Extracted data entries
PR #154, opened 2025-06-04
Set multiprocessing to use spawn by default

### LINKED ISSUE #153: Avoid fork() for function executor subprocesses
Using fork() to create subprocesses is fast, but interacts in interesting ways with concurrency and IPC, and it's possible this is causing some issues with our health checks; we should use spawn semantics instead.

earhart:
This change sets the multiprocessing library's default process creation mechanism to `spawn`, creating a new Python process when required instead of simply forking the current process.

Fixes #153

### DIFF
--- a/src/tensorlake/function_executor/main.py
+++ b/src/tensorlake/function_executor/main.py
@@ -8,6 +8,7 @@ configure_logging_early()
 
 import argparse
 from typing import Any
+import multiprocessing as mp
 
 import structlog
 
@@ -27,6 +28,7 @@ def validate_args(args, logger: Any):
 
 
 def main():
+    mp.set_start_method("spawn")
     parser = argparse.ArgumentParser(
         description="Runs Function Executor with the specified API server address"
     )


src/tensorlake/function_executor/main.py
```diff
@@ -27,6 +28,7 @@ def validate_args(args, logger: Any):
 
 
 def main():
+    mp.set_start_method("spawn")
```
diptanu, line 31: We probably don't need this here for testing whether the workflows work with mp. Let's do this in the document ai workflow function where we are using processpool executor.

diptanu: Actually let's try this approach. so that no other system tries to se context

diptanu (approved):

src/tensorlake/function_executor/main.py
earhart: It turns out this is how the multiprocessing docs suggest to do it, if you're doing it globally (which I think we should -- there's no time when we should be using fork).  NB in more recent Python, spawn is the default.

▶ **EXERCISE GOAL**
Copy every record exactly, leaving each line intact.

▶ **TASK RESULT**
PR #154, opened 2025-06-04
Set multiprocessing to use spawn by default

### LINKED ISSUE #153: Avoid fork() for function executor subprocesses
Using fork() to create subprocesses is fast, but interacts in interesting ways with concurrency and IPC, and it's possible this is causing some issues with our health checks; we should use spawn semantics instead.

earhart:
This change sets the multiprocessing library's default process creation mechanism to `spawn`, creating a new Python process when required instead of simply forking the current process.

Fixes #153

### DIFF
--- a/src/tensorlake/function_executor/main.py
+++ b/src/tensorlake/function_executor/main.py
@@ -8,6 +8,7 @@ configure_logging_early()
 
 import argparse
 from typing import Any
+import multiprocessing as mp
 
 import structlog
 
@@ -27,6 +28,7 @@ def validate_args(args, logger: Any):
 
 
 def main():
+    mp.set_start_method("spawn")
     parser = argparse.ArgumentParser(
         description="Runs Function Executor with the specified API server address"
     )


src/tensorlake/function_executor/main.py
```diff
@@ -27,6 +28,7 @@ def validate_args(args, logger: Any):
 
 
 def main():
+    mp.set_start_method("spawn")
```
diptanu, line 31: We probably don't need this here for testing whether the workflows work with mp. Let's do this in the document ai workflow function where we are using processpool executor.

diptanu: Actually let's try this approach. so that no other system tries to se context

diptanu (approved):

src/tensorlake/function_executor/main.py
earhart: It turns out this is how the multiprocessing docs suggest to do it, if you're doing it globally (which I think we should -- there's no time when we should be using fork).  NB in more recent Python, spawn is the default.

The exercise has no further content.